Ariake Gymnastics Centre, Tokyo, Japan – July 27, 2021. Simone Biles of the United States in action on the vault. REUTERS/Lindsey Wasson
Ariake Tennis Park – Tokyo, Japan – July 27, 2021. Naomi Osaka of Japan walks off after losing her third round match against Marketa Vondrousova of Czech Republic REUTERS/Mike Segar
Tuesday saw two shocking early exits at the 2021 Olympics: Japanese tennis star Naomi Osaka was upset in the third round of the tennis tournament, and United States gymnastics star Simone Biles withdrew from the team final during the first rotation.
After a bit of a wobbly landing on the vault, she met with the U.S. team doctor before heading backstage for a few moments. When she came back to the floor, she hugged her teammates, took off her bar grips and put on a sweatsuit. USA Gymnastics described the situation as a “medical issue.”
Biles later said she wasn’t in the right headspace to compete. “I didn’t want to go into any of the other events second-guessing myself,” Biles said. “So, I thought it would be better if I took a step back and let these girls go out there and do their job.”
The rest of the team, comprised of Grace McCallum, Sunisa Lee and Jordan Chiles hung around the top of the standings for the rest of the three rotations.
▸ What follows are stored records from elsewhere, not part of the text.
PR #1407, opened 2016-09-06
[ZEPPELIN-1412] add support multiline for pythonErrorIn method on python interpreter

cloverhearts:
### What is this PR for?
currently, has not support multiline exception text on python interpreter.
for example:

```
Exception: blabla
```
is error.

but

```
  File "<stdin>", line 1, in <module>
Exception: test exception
```
is sucess (now)

to resolve this issue.

### What type of PR is it?
Bug Fix

### Todos
- [x] modification pythonErrorIn method
- [x] add test case

### What is the Jira issue?
https://issues.apache.org/jira/browse/ZEPPELIN-1412?jql=project%20%3D%20ZEPPELIN%20AND%20status%20%3D%20Open

added test case.

### Questions:

### DIFF
--- a/python/src/main/java/org/apache/zeppelin/python/PythonInterpreter.java
+++ b/python/src/main/java/org/apache/zeppelin/python/PythonInterpreter.java
@@ -150,8 +150,17 @@ public class PythonInterpreter extends Interpreter {
    * @return true if syntax error or exception has happened
    */
   private boolean pythonErrorIn(String output) {
-    Matcher errorMatcher = errorInLastLine.matcher(output);
-    return errorMatcher.find();
+    boolean isError = false;
+    String[] outputMultiline = output.split("\n");
+    Matcher errorMatcher;
+    for (String row : outputMultiline) {
+      errorMatcher = errorInLastLine.matcher(row);
+      if (errorMatcher.find() == true) {
+        isError = true;
+        break;
+      }
+    }
+    return isError;
   }
 
   @Override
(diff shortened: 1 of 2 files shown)


bzz:
Thank you for improvements, @cloverhearts 

Looks good to me.

Although as discussed under [ZEPPELIN-1360](https://issues.apache.org/jira/browse/ZEPPELIN-1360) - this approach have performance implications and this code most probably is going to be removed under [ZEPPELIN-1325](https://issues.apache.org/jira/browse/ZEPPELIN-1325).

cloverhearts:
@bzz 
thank you.
This code works with both Python 3 and 2.
In this code, the part that related to the Python version does not exist except `print (" Exception ( "test exception")) `entry in the test code.
Thank you for your answer.

python/src/main/java/org/apache/zeppelin/python/PythonInterpreter.java
```diff
@@ -150,8 +150,17 @@ public InterpreterResult interpret(String cmd, InterpreterContext contextInterpr
    * @return true if syntax error or exception has happened
    */
   private boolean pythonErrorIn(String output) {
-    Matcher errorMatcher = errorInLastLine.matcher(output);
-    return errorMatcher.find();
+    boolean isError = false;
+    String[] outputMultiline = output.split("\n");
+    Matcher errorMatcher;
+    for (String row : outputMultiline) {
```
felixcheung: should it look at only the last line?

cloverhearts: @felixcheung  Sorry, Can you please explain in more detail?

bzz: Sorry guys, I missed GH notifications on this discussion and merged it :\

PR #1414, opened 2016-09-08
filter applied to graph

lobamba:
### What is this PR for?
We were looking for a Business Intelligence tools that allow to make  data analysis with nice charting.
We decided to use zeppelin that enables interactive data analytics.
We modified the source code to add more functionality:
For a first step we applied a filter to data.
User can now filter the data by clicking on graph. The filter is applied on every paragraph that have the same data(same column name).
On top you can see the filtered value. 

### What type of PR is it?
Improvement

### What is the Jira issue?
* No Jira created

<a href="https://raw.githubusercontent.com/lobamba/Test/master/graph_filter.gif" target="_blank">
graph filterd
</a>

### Questions:

### DIFF
--- a/zeppelin-web/src/app/notebook/notebook-actionBar.html
+++ b/zeppelin-web/src/app/notebook/notebook-actionBar.html
@@ -109,6 +109,15 @@ limitations under the License.
           data-toggle="dropdown" id="revisionsDropdown">
           <span class="caret"></span>
         </button>
+        <span>
+        <button type="button" class="btn btn-default btn-xs"
+		  ng-class="{'active' : noFilter()}"
+		  ng-click="allParagraphFiltered(true)" tooltip-placement="bottom"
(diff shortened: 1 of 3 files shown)


Leemoonsoo:
Thanks @lobamba for the contribution.
It's interesting feature!

It'll be great if we can have more feedbacks and opinions here from the people, since this kind of feature has been never discussed in the community, as far as know. :-)

placeybordeaux:
I'd personally like to see this PR land.

pmccaffrey6:
This seems like a really cool idea and something that our group, for one, would love

AhyoungRyu:
@lobamba Great feature indeed!
As @Leemoonsoo said, I also would suggest to discuss about this newly proposed feature (maybe in `dev@zeppelin.apache.org`) first and get other ppl's opinion. It would be more helpful to proceed your work i think.

PR #1415, opened 2016-09-08
[ZEPPELIN-1026] set syntax highlight based on default bound interpreter

minahlee:
### What is this PR for?
This is complete work of #1148. Comments and tasks on #1148 has been handled in this PR.
- Add syntax language information in `interpreter-setting.json`
- When user type `%replName` in paragraph, back-end check if the interpreter name with `replName` exists, and return language information to front-end if it does
- If user doesn't specify `%replName`, default interpreter's language will be used
- Using alias name for paragraph syntax highlight

### What type of PR is it?
[Bug Fix | Improvement]

### What is the Jira issue?
[ZEPPELIN-1026](https://issues.apache.org/jira/browse/ZEPPELIN-1026)

1. Create new note and make markdown interpreter to be default.
2. See if markdown syntax is applied.

#### Case 1. When the default interpreter set to python interpreter.
**Before**
Has `scala` as syntax highlight language when %python is not set.
screen shot 2016-07-07 at 10 46 20 pm

**After**
Has `python` as syntax highlight language even when %python is not set.
screen shot 2016-07-07 at 10 44 39 pm

#### Case 2. When use alias name as repl name.
**Before**
screen shot 2016-09-08 at 4 22 39 pm

**After**
screen shot 2016-09-08 at 4 34 57 pm

### Further possible improvements
There are still several cases that Zeppelin doesn't handle syntax highlight well. These can be handled with another jira ticket/PR.
1. When default bound interpreter changes, syntax highlight is not changed accordingly
2. When copy/paste code, syntax highlight won't be applied properly since Zeppelin only checks changes when cursor is in first line.

### Questions:
* Does this needs documentation? yes(for creating new interpreter)

### DIFF
--- a/docs/development/writingzeppelininterpreter.md
+++ b/docs/development/writingzeppelininterpreter.md
@@ -69,6 +69,9 @@ Here is an example of `interpreter-setting.json` on your own interpreter.
         "defaultValue": "property2DefaultValue",
         "description": "Property 2 description"
       }, ...
+    },
+    "editor": {
+      "language": "your-syntax-highlight-language"
     }
   },
   {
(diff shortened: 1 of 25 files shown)


minahlee:
CI is green, ready for review.

docs/development/writingzeppelininterpreter.md
```diff
@@ -69,6 +69,9 @@ Here is an example of `interpreter-setting.json` on your own interpreter.
         "defaultValue": "property2DefaultValue",
         "description": "Property 2 description"
       }, ...
+    },
+    "editor": {
```
bzz: Quick question - it's a bit not clear if this section is mandatory and if not, what is going to be the default one? May be it could be described in docs below. 
Asking as there are i.e PRs that implement a new interpreters, before this section was introduced.

bzz:
Looks great to me.

docs/development/writingzeppelininterpreter.md
minahlee: Good point! If the language is not specified **plain text mode** will be used for syntax highlight, which will highlight nothing. I added description in c7221b2. Thanks for review :)

zeppelin-zengine/src/main/java/org/apache/zeppelin/notebook/Note.java
```diff
@@ -650,6 +652,40 @@ public void setInfo(Map<String, Object> info) {
     this.info = info;
   }
 
+  public Interpreter getRepl(String name) {
+    return factory.getInterpreter(getId(), name);
+  }
+
+  public Map<String, Object> getEditorSetting(String replName) {
```
Leemoonsoo: I think this method is more make sense to be placed in InterpreterFactory, while editor setting is related interpreter and interpreter setting, not each note. What do you think?

minahlee: @Leemoonsoo It totally makes sense, I made change in b2a051c. Please review.

Leemoonsoo:
@minahlee Great work! LGTM

minahlee:

PR #1419, opened 2016-09-09
ZEPPELIN-1420. java.util.ConcurrentModificationException caused by calling remove inside foreach loop

zjffdu:
### What is this PR for?
We should use Iterator to iterate the list when we want to remove items in the middle of iteration, Otherwise will get the ConcurrentModificationException

### What type of PR is it?
[Bug Fix]

### Todos
* [ ] - Task

### What is the Jira issue?
* https://issues.apache.org/jira/browse/ZEPPELIN-1420

No test added

### Questions:

### DIFF
--- a/zeppelin-zengine/src/main/java/org/apache/zeppelin/interpreter/InterpreterFactory.java
+++ b/zeppelin-zengine/src/main/java/org/apache/zeppelin/interpreter/InterpreterFactory.java
@@ -1017,15 +1017,16 @@ public class InterpreterFactory implements InterpreterGroupFactory {
   public List<InterpreterSetting> getInterpreterSettings(String noteId) {
     List<String> interpreterSettingIds = getNoteInterpreterSettingBinding(noteId);
     LinkedList<InterpreterSetting> settings = new LinkedList<>();
-    synchronized (interpreterSettingIds) {
-      for (String id : interpreterSettingIds) {
-        InterpreterSetting setting = get(id);
-        if (setting == null) {
-          // interpreter setting is removed from factory. remove id from here, too
-          interpreterSettingIds.remove(id);
-        } else {
-          settings.add(setting);
-        }
+
+    Iterator<String> iter = interpreterSettingIds.iterator();
+    while (iter.hasNext()) {
+      String id = iter.next();
+      InterpreterSetting setting = get(id);
+      if (setting == null) {
+        // interpreter setting is removed from factory. remove id from here, too
+        iter.remove();
+      } else {
+        settings.add(setting);
       }
     }
     return settings;


zeppelin-zengine/src/main/java/org/apache/zeppelin/interpreter/InterpreterFactory.java
```diff
@@ -1017,15 +1017,16 @@ public void setInterpreters(String noteId, List<String> ids) throws IOException
...
-        InterpreterSetting setting = get(id);
-        if (setting == null) {
-          // interpreter setting is removed from factory. remove id from here, too
-          interpreterSettingIds.remove(id);
-        } else {
-          settings.add(setting);
-        }
+
+    Iterator<String> iter = interpreterSettingIds.iterator();
+    while (iter.hasNext()) {
```
zjffdu: I also remove the synchronized block, it seems not necessary.

Leemoonsoo:

zeppelin-zengine/src/main/java/org/apache/zeppelin/interpreter/InterpreterFactory.java
```diff
@@ -1017,15 +1017,16 @@ public void setInterpreters(String noteId, List<String> ids) throws IOException
...
+      String id = iter.next();
+      InterpreterSetting setting = get(id);
+      if (setting == null) {
+        // interpreter setting is removed from factory. remove id from here, too
+        iter.remove();
```
prasadwagle: What is the purpose of removing the id? It seems to me that interpreterSettingIds is a temporary LinkedList and the effect of removing id is not persisted. 
  private List<String> getNoteInterpreterSettingBinding(String noteId) {
    LinkedList<String> bindings = new LinkedList<>();
    synchronized (interpreterSettings) {
      List<String> settingIds = interpreterBindings.get(noteId);
      if (settingIds != null) {
        bindings.addAll(settingIds);
      }
    }
    return bindings;
  }

zjffdu: @prasadwagle It is because the interpreter setting may be removed in other threads, so we need to check it here. I don't quite understand your concern about the persistence.

echarles: A few weeks ago, I came across the exact same question as @prasadwagle. Call remote on the temporary (not returned) list is useless (this consideration/question is separate from this PR which aims solving the concurrent modification exception (which I met also), but is worth to consider).

bzz:
Shall we merge this guy now?

khalidhuseynov:
tested locally, LGTM

zeppelin-zengine/src/main/java/org/apache/zeppelin/interpreter/InterpreterFactory.java
khalidhuseynov: that's good question although not related to topic of this PR. maybe @jongyoul could bring little clarity as I believe he's the original author of that function

bzz:
Merging to master, if there is no further discussion.

PR #1421, opened 2016-09-09
[ZEPPELIN-1422][zeppelin-interpreter] fix InterpreterProperty equals methods, add null check

WeichenXu123:
### What is this PR for?
in PR https://github.com/apache/zeppelin/pull/1382,
there is a small bug that `InterpreterProperty.equals` do not check `null`.
jdk lib request the `null` check otherwise it has the risk causing java collections operation throw exception.
so I fix it.

### What type of PR is it?
Bug Fix

### Todos
N/A

### What is the Jira issue?
https://issues.apache.org/jira/browse/ZEPPELIN-1422

existing test.

### Questions:


Leemoonsoo:

prabhjyotsingh:
LGTM

PR #1422, opened 2016-09-09
Allow matplotlib plot display in pyspark context

hafizur-rahman:
### What is this PR for?
Similar to %python context, allow matplotlib plot display in %pyspark context

### What type of PR is it?
Improvement

The following code should display a graph:

```
%pyspark

import numpy as np
import matplotlib

matplotlib.use('Agg')

x = np.linspace(0, 1)
y = np.sin(4 * np.pi * x) * np.exp(-5 * x)

plt.figure()

plt.fill(x, y, 'r')
plt.grid(True)

z.show(plt, fmt="svg")
plt.close()
```

### DIFF
--- a/spark/src/main/resources/python/zeppelin_pyspark.py
+++ b/spark/src/main/resources/python/zeppelin_pyspark.py
@@ -30,6 +30,13 @@ from pyspark.serializers import MarshalSerializer, PickleSerializer
 import ast
 import traceback
 
+import base64
+from io import BytesIO
+try:
+    from StringIO import StringIO
+except ImportError:
+    from io import StringIO
+
 # for back compatibility
 from pyspark.sql import SQLContext, HiveContext, Row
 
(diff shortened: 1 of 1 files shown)


Leemoonsoo:
Could you try indent code with 2 spaces like other part of codes do?

hafizur-rahman:
Ok, giving a try...

Leemoonsoo:

hafizur-rahman:
Ok, please merge

bzz:
This code looks very similar to the one we have in [python interpreter](https://github.com/apache/zeppelin/blob/master/python/src/main/resources/bootstrap.py#L167), contributed by @bustios and @agoodm

FRosner:
Can we have some integration test to verify this one?

felixcheung:
where are we on this?

PR #4102, opened 2021-04-27
ZEPPELIN-5342: Fixes infinite loop in zeppelin.sh

asm0dey:
### What is this PR for?
If a user is passing an invalid argument to zeppelin.sh it freezes in an infinite loop. This small change changes this behavior and outputs usage information instead of looping forever in the `while` cycle.

### What type of PR is it?
Bug Fix

### Todos
* [ ] - Task

### What is the Jira issue?
https://issues.apache.org/jira/browse/ZEPPELIN-5342

Just call `zeppelin.sh` with any type of unsupported arguments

However, the team representing the Russia Olympic Committee secured the gold, its first since the 1992 Barcelona Games. The U.S. took the silver.
Meanwhile, Osaka said she is “disappointed” after her 6-1, 6-4 loss to former French Open finalist Marketa Vondrousova of the Czech Republic.
“I’m disappointed in every loss, but I feel like this one sucks more than the others,” Osaka said.
She went on to say she felt the high expectations placed on her, with her being the highest-paid female athlete in the world and the host country’s poster girl for the Games.
“I definitely feel like there was a lot of pressure for this,” Osaka said. “I think it’s maybe because I haven’t played in the Olympics before and for the first year (it) was a bit much,” Osaka said.
Osaka won’t leave the Olympics empty-handed, as she already experienced “undoubtedly the greatest athletic achievement and honor I will ever have in my life” when she lit the torch at the opening ceremony.